> _Task to carry out_
Among the lines below, count those with "separate". Give only the number.

____ Study material

PR #13548, opened 2020-12-08
Split actions hpp files into separate h and cpp files

adam-bloom:
This PR splits all actions *.hpp files into separate .h and .cpp files.
Various include paths are adjusted in other game files that used to (a bit sloppily) include headers via the actions hpp files that the action headers do not require.
Required for #13505.


James103:
@adam-bloom Could you try this [tutorial on how to rebase your fork](https://github.com/OpenRCT2/OpenRCT2/wiki/Rebase-and-Sync-fork-with-OpenRCT2)?

duncanspumpkin:
Good work. Completely unscientific but build time of Windows x64 was reduced by 2 minutes after this change.

tupaschoal (commented):
This is great, thanks! I love that you tried to split it into multiple commits. I'd suggest folding some of those like the clang-format ones and etc and only keeping commits that actually split files, but I understand it might be too much.

I've just looked at the first commit for now, but I'd say that if we are doing this, we should have as much as possible on the cpp, even the constructors and some simple getters. This can be done later if we think it's too much for this PR. Also seems like in most of these actions we have room for using delegating constructors.

duncanspumpkin:
@tupaschoal it was based off of my undo branch following the convention I had done.

adam-bloom:
> This is great, thanks! I love that you tried to split it into multiple commits. I'd suggest folding some of those like the clang-format ones and etc and only keeping commits that actually split files, but I understand it might be too much.
A lot of my recent work has been on a project that squashes PRs on merge, and I couldn't remember what the convention was in this repo. Easy enough to clean up a bit. I agree this is a few too many commits to go forward.

> I've just looked at the first commit for now, but I'd say that if we are doing this, we should have as much as possible on the cpp, even the constructors and some simple getters. This can be done later if we think it's too much for this PR. Also seems like in most of these actions we have room for using delegating constructors.
As @duncanspumpkin said, he had already started some changes. He picked a convention very similar to what my first attempt likely would have been, so I just went with it. I'm ok either way - merging the current convention and opening issues for future clean up, or if we think it is best to just tackle now and be done with it.

tupaschoal:
We don't have a convention, I'd say. If the commits are distinct enough and well contained, I'd rather merge than squash. Sometimes the whole PR is just doing a single change and I just squash for ease

adam-bloom:
@tupaschoal I just cleaned up the commits a bit, I think it'll be a bit easier to review now (and, they mostly have consistent naming).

________

> _Written reply_
2